As a HPC developer, it breaks my heart how worse academic software performance is compared to vendor libraries (from Intel or Nvidia). We need to start aiming much higher.
It did make my defense a lot easier because I could just point at the graphs and say “see I beat MKL, whatever I did must work.” But I did a lot of little MPI tricks and tuning, which doesn’t add much to the scientific record. It was fun though.
I don’t know. Mixed feelings. To some extent I don’t really see how somebody could put all the effort into getting a PhD and not go on a little “I want to tune the heck out of these MPI routines” jaunt.
The lack of a “blas/lapack/sparse equivalents that can dispatch to GPU or CPU” is really annoying. You’d think this would be somewhat “easy” (lol, nothing is easy), in the sense that we’ve got a bunch of big chunky operations…
[1] https://github.com/PASSIONLab/OpenEquivariance
They're optimising for different things really.

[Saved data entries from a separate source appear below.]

PR #367, opened 2024-12-03
refactor garbage collector into individual tasks

agavra:
I wasn't totally happy with the way I had implemented the tickers/statuses in #343 so I have a minor PR here to refactor this here. 

The change does a few minor things:

1. Introduces `GcTask` as a trait, and three implementations `ManifestGcTask`, `WalGcTask`, `CompactedGcTask`
2. Moves all methods specific to one resource type into corresponding implementation of `GcTask`
3. Moves a few minor things such as ticker creation into `DirGcStatus` for simplicity

Mostly an opportunity for me to level up my Rust skills, so feel free to reject it if you don't like it!

### DIFF
--- a/src/garbage_collector.rs
+++ b/src/garbage_collector.rs
@@ -129,21 +129,42 @@ struct GarbageCollectorOrchestrator {
     db_stats: Arc<DbStats>,
 }
 
-impl GarbageCollectorOrchestrator {
+trait GcTask {
+    async fn collect(&self, utc_now: DateTime<Utc>) -> Result<(), SlateDBError>;
+    fn status(&mut self) -> &mut DirGcStatus;
+    fn ticker(&self) -> crossbeam_channel::Receiver<Instant>;
+    fn resource(&self) -> &str;
+}
+
+struct ManifestGcTask {
+    manifest_store: Arc<ManifestStore>,
+    db_stats: Arc<DbStats>,
+    manifest_options: Option<GarbageCollectorDirectoryOptions>,
+    status: DirGcStatus,
+}
+
+impl ManifestGcTask {
+    fn new(orchestrator: &GarbageCollectorOrchestrator) -> Self {
+        ManifestGcTask {
+            manifest_store: orchestrator.manifest_store.clone(),
+            db_stats: orchestrator.db_stats.clone(),
+            manifest_options: orchestrator.options.manifest_options,
+            status: DirGcStatus::new(orchestrator.options.manifest_options.as_ref()),
+        }
+    }
+
     fn manifest_min_age(&self) -> chrono::Duration {
         let min_age = self
-            .options
             .manifest_options
             .map_or(DEFAULT_MIN_AGE, |opts| opts.min_age);
         chrono::Duration::from_std(min_age).expect("invalid duration")
     }
+}
 
+impl GcTask for ManifestGcTask {
     /// Collect garbage from the manifest store. This will delete any manifests
     /// that are older than the minimum age specified in the options.
-    async fn collect_garbage_manifests(&self) -> Result<(), SlateDBError> {
-        self.remove_expired_checkpoints().await?;
-
-        let utc_now = Utc::now();
+    async fn collect(&self, utc_now: DateTime<Utc>) -> Result<(), SlateDBError> {
         let min_age = self.manifest_min_age();
         let mut manifest_metadata_list = self.manifest_store.list_manifests(..).await?;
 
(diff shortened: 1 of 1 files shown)


src/garbage_collector.rs
```diff
@@ -129,21 +129,42 @@ struct GarbageCollectorOrchestrator {
...
+
+struct ManifestGcTask {
+    manifest_store: Arc<ManifestStore>,
+    db_stats: Arc<DbStats>,
+    manifest_options: Option<GarbageCollectorDirectoryOptions>,
+    status: DirGcStatus,
+}
+
+impl ManifestGcTask {
+    fn new(orchestrator: &GarbageCollectorOrchestrator) -> Self {
```
criccomini, line 147: This is kind of nitty, but I generally prefer passing in params directly rather than the whole object (so manifest_store, db_stats, and so on). More verbose, but gives invoking code more flexibility (and easier to unit test).

criccomini (approved):
This looks great. I read it over and just have one nit. Mind rebasing so we can merge?

src/garbage_collector.rs
agavra: Thanks for the Windsurf rec:
image
Perfect on the first try 🤩

src/garbage_collector.rs
```diff
@@ -343,19 +404,86 @@ impl GarbageCollectorOrchestrator {
...
 
         info!(
             "Starting Garbage Collector with [manifest: {}], [wal: {}], [compacted: {}]",
-            manifest_status, wal_status, compacted_status
+            manifest_gc_task.status(),
+            wal_gc_task.status(),
+            compacted_gc_task.status()
         );
 
         loop {
```
rodesai, line 489: not part of your patch, but stood out since we changed the select! conditions - shouldn't we be using `tokio::select!` here? `crossbeam_channel::select!` is synchronous so this would block the tokio runtime thread.

src/garbage_collector.rs
```diff
@@ -419,21 +532,17 @@ impl GarbageCollectorOrchestrator {
...
-                    DirGcStatus::Indefinite(duration),
-                ),
-            },
-        )
+    async fn run_gc_task<T: GcTask>(&self, task: &mut T) {
+        debug!(
+            "Scheduled garbage collection attempt for {}.",
+            task.resource()
+        );
+        if let Err(e) = self.remove_expired_checkpoints().await {
```
hachikuji, line 540: Nice refactor! One idea might be to let this function return the current manifest, which could then be passed through to `collect`. I think each task has to read the current manifest anyway.

src/garbage_collector.rs
agavra: Below is the code that spwans the thread. Wouldn't spawning a new thread not block the tokio runtime thread? Not sure how all this works in rust. I would imagine the `tokio_handle.block_on` part would handle the synchronicity part, but I'm a bit beyond my depth here. Perhaps we should leave changing this for another PR, since that would also involve changing all the ticker logic.

```rs
        thread::spawn(move || {
            let orchestrator = GarbageCollectorOrchestrator {
                manifest_store,
                table_store,
                options,
                external_rx,
                db_stats,
            };
            tokio_handle.block_on(orchestrator.run());

            // !important: make sure that this is always the last thing that this
            // thread does, otherwise we risk notifying waiters and leaving this
            // thread around after shutdown
            if shutdown_tx.send(true).is_err() {
                error!("Could not send shutdown signal to threads blocked on await_shutdown");
            }
        });
```

agavra: OK ChatGPT confirms your suspicion, the tokio thread will be blocked on this. I'm not sure why we have `tokio_handle.block_on` if we don't want that?

src/garbage_collector.rs
agavra: I like the idea and I tried to make this change, but it seems like each of these needs something slightly different:

1. expiring removed checkpoints needs just the latest manifest
2. `WalGcTask` and `CompactedGcTask` need all the active manifests
3. `ManifestGcTask` needs all manifests (including inactive, in order to clean them up)

I think it is possible to issue fewer reads to S3 if we do further refactoring, but I think it ends up complicating things a bit and I have to pass a lot of references around.

Let's leave this as a potential follow-up refactor.

src/garbage_collector.rs
rodesai: what this is doing is spawning a thread, and having that thread block until `orchestrator.run` completes on the tokio runtime. `orchestrator.run` still runs on the tokio runtime, and so if it blocks then it will block the runtime's threads, which is a no-no. I don't mind switching it over to tokio select after we merge this.

agavra: https://github.com/slatedb/slatedb/issues/380

Issue #371, opened 2024-12-03
Don't copy DB state on clock tick


agavra:
**Describe the bug**

Since the db_state instance is copy-on-write, the following code copies the entire DB state every time a clock tick happens (on every insert and while replaying the WAL). This causes a significant performance regression.

https://github.com/slatedb/slatedb/blob/95fa796fafa38ca8fc97c723e168d14c034a4cad/src/db_state.rs#L301-L313

**To Reproduce**
N/A

**Expected behavior**
We should improve the clock persistence layer so that we don't require copying the entire DB state every tick. There are two options here:
1. make the entire db_state not copy-on-write
2. make it partially not copy-on-write (maintain the clock tick in a mutable structure and only persist it on manifest write)

**Screenshots**
![image](https://github.com/user-attachments/assets/a2d5f797-b2d1-49dc-8d3f-14ae464e0e89)

flaneur2020:
is it a must for `CoreDbState` to be CoW? 👀

i came across the related code in the last weekend, curious why not simply using a `Mutex` for this.

rodesai:
> i came across the related code in the last weekend, curious why not using a Mutex for this, which might help reducing some allocations on updating these fields.

It's a tradeoff between cost to reads vs writes. A read needs a consistent view of all the db level metadata (basically what core db state tracks), so we have two options:
1. db state can be written in-place and protected by a mutex and reads can take a mutex and copy it so they can have a consistent tree to search in.
2. db state can be COW, and then reads just have to get a ref to whatever the current version of the db state is.

Previously we were only updating the db state when changing the structure of the tree, which is expected to be much less frequent than reads, so the tradeoff was obvious. Maintaining the clock changed that, so we'll have to refactor things so that the clock isn't part of what's changed using COW.

flaneur2020:
> Previously we were only updating the db state when changing the structure of the tree, which is expected to be much less frequent than reads, so the tradeoff was obvious. Maintaining the clock changed that, so we'll have to refactor things so that the clock isn't part of what's changed using COW.

i was planning to add a seq num into it, and this will also violate this assumption, as it updates the core state on every write. i personally prefer using a lock for this, if an reader want a snapshot of the state, it's not expensive to clone it after acquired the lock.

rodesai:
> it's not expensive to clone it after acquired the lock.

Isn't this the main contention of this issue? That copying the SST metadata is expensive so we don't want to do it on every read or write?

[...]

Issue #370, opened 2024-12-03
Integrate regression benchmarking with CI/CD Process


agavra:
**Is your feature request related to a problem? Please describe.**
@dmvk noticed a performance regression in 0.3 related to #325 - this was only caught manually.

**Describe the solution you'd like**
We should make sure that:
- at minimum, we run benchmarks manually before release (update RELEASE.md)
- ideally, we run automated benchmarks and report them somewhere (perhaps publicly on the website as hinted at on #165) on some cadence so that we can more easily find regressions

**Describe alternatives you've considered**
We can consider running it per-commit, but that would cause a significant overhead in the PR-review latency cycle, which I think we should be sensitive about.

**Additional context**
see: https://github.com/slatedb/slatedb/issues/371

agavra:
https://github.com/benchmark-action/github-action-benchmark might be an interesting option to look into, it'll automatically run `cargo bench` nightly

criccomini:
@agavra Oh, that second link (Quansight) is interesting. I'd been considering plugging into architect.run so we could get baremetal.

At a high level, I think we need to have a multi-pronged approach to this. The bench stuff is meant for little microbench perf tests. I think that might be OK to run as part of the CI/CD even. This would be good for @dmvk's benchmark that he shared.

OTOH, as you said, the `bencher` stuff is more long running and should probably run nightly. I think that could serve two purposes: 1) failing if the perf regresses beyond some threshold 2) recording and publishing the performance results so we can see them in the browser.

That's how I'd been thinking about it.

Longer-term, I'd like to set up AWS (and perhaps other providers) accounts so we can test against actual buckets. This was one of the appealing things about architect.run-- I think it's supposed to run in AWS/GCP/etc. But in the short term, I was thinking we'd just use `object_store`'s local FS and/or localstack's S3.

criccomini:
@agavra I took #165. I think it has significant overlap with this (if not an outright dupe). I wrote a comment (https://github.com/slatedb/slatedb/issues/165#issuecomment-2518435319) describing what I intend to do. If that looks OK and this issue is a dupe, LMK and we can close this and I'll get cracking on #165.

Intel/Nvidia have the resources to (a) optimise across a wide range of hardware in their libraries (b) often use less well documented things (c) don't have to make their source code publicly accessible.
Take MKL for example - it's a great library, but implementing dynamic dispatch for all the different processor types is why it gets such good performance across x86-64 machines, it's not running the same code on each processor. No academic team can really compete with that.